For the year to December 2024, Dna Group (T.R.) had an accrual ratio of 0.90. Ergo, its free cash flow is significantly weaker than its profit. Statistically speaking, that's a real negative for future earnings. To wit, it produced free cash flow of ₪1.6m during the period, falling well short of its reported profit of ₪22.1m. Notably, Dna Group (T.R.) had negative free cash flow last year, so the ₪1.6m it produced this year was a welcome improvement. Having said that, there is more to the story. We can see that unusual items have impacted its statutory profit, and therefore the accrual ratio. The good news for shareholders is that Dna Group (T.R.)'s accrual ratio was much better last year, so this year's poor reading might simply be a case of a short term mismatch between profit and FCF. Shareholders should look for improved cashflow relative to profit in the current year, if that is indeed the case.
Note: we always recommend investors check balance sheet strength. Click here to be taken to our balance sheet analysis of Dna Group (T.R.).
How Do Unusual Items Influence Profit?
The fact that the company had unusual items boosting profit by ₪21m, in the last year, probably goes some way to explain why its accrual ratio was so weak. While it's always nice to have higher profit, a large contribution from unusual items sometimes dampens our enthusiasm. When we analysed the vast majority of listed companies worldwide, we found that significant unusual items are often not repeated. And that's as you'd expect, given these boosts are described as 'unusual'. Dna Group (T.R.) had a rather significant contribution from unusual items relative to its profit to December 2024. All else being equal, this would likely have the effect of making the statutory profit a poor guide to underlying earnings power.
Our Take On Dna Group (T.R.)'s Profit Performance
Summing up, Dna Group (T.R.) received a nice boost to profit from unusual items, but could not match its paper profit with free cash flow. For all the reasons mentioned above, we think that, at a glance, Dna Group (T.R.)'s statutory profits could be considered to be low quality, because they are likely to give investors an overly positive impression of the company. So if you'd like to dive deeper into this stock, it's crucial to consider any risks it's facing. For example, Dna Group (T.R.) has 4 warning signs (and 2 which are a bit concerning) we think you should know about.

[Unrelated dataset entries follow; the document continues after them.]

PR #529, opened 2020-06-12
Version Bazel with Bazelisk; Add .bazelversion=2.2.0

evanj:
This should make it easier to update to newer Bazel releases: just
update the version in .bazelversion!

* Add .bazelversion with "2.2.0" since that is what is used on CI.
* Update .travis.yml and test.sh to download and use Bazelisk.

I can understand if this is not a "desirable" change so feel free to reject it, but I'm a fan of bazelisk, having started to use it for a few Bazel projects.


test.sh
```diff
@@ -22,7 +22,7 @@ set -o xtrace
...
 
 # Bazel build and test
-bazel clean --host_force_python=PY2 --curses=no
-bazel build --host_force_python=PY2 --curses=no //package_manager:dpkg_parser.par
-bazel build --host_force_python=PY2 --curses=no //...
-bazel test --host_force_python=PY2 --curses=no --test_output=errors //...
+bazelisk clean --host_force_python=PY2 --curses=no
+bazelisk build --host_force_python=PY2 --curses=no //package_manager:dpkg_parser.par
+bazelisk build --host_force_python=PY2 --curses=no //...
+bazelisk test --host_force_python=PY2 --curses=no --test_output=errors //...
```
chanseokoh, line 28: Ah, I like This. However, the [Bazelisk](https://github.com/bazelbuild/bazelisk) doc says renaming `bazelisk` to `bazel` and having it on `$PATH` is a viable option. Maybe we can leave this script to use `bazel`? That way, the user using their own Bazel can still work? I'm only suggesting this, because otherwise, I want you to update `CONTRIBUTING.md` to add that you need to download `bazelisk`. I've never heard of `bazelisk` before, so new comers may not know what it is and how to get it.

evanj: Great suggestion, since this will co-exist with existing workflows. I also think the `bazel` shell script has some `.bazelversion` detection, so at least in that case it will say something like "please use bazel version 2.2.0". Will fix.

Our examination of Dna Group (T.R.) has focussed on certain factors that can make its earnings look better than they are. And, on that basis, we are somewhat skeptical. But there are plenty of other ways to inform your opinion of a company. Some people consider a high return on equity to be a good sign of a quality business. So you may wish to see this free collection of companies boasting high return on equity, or this list of stocks with high insider ownership.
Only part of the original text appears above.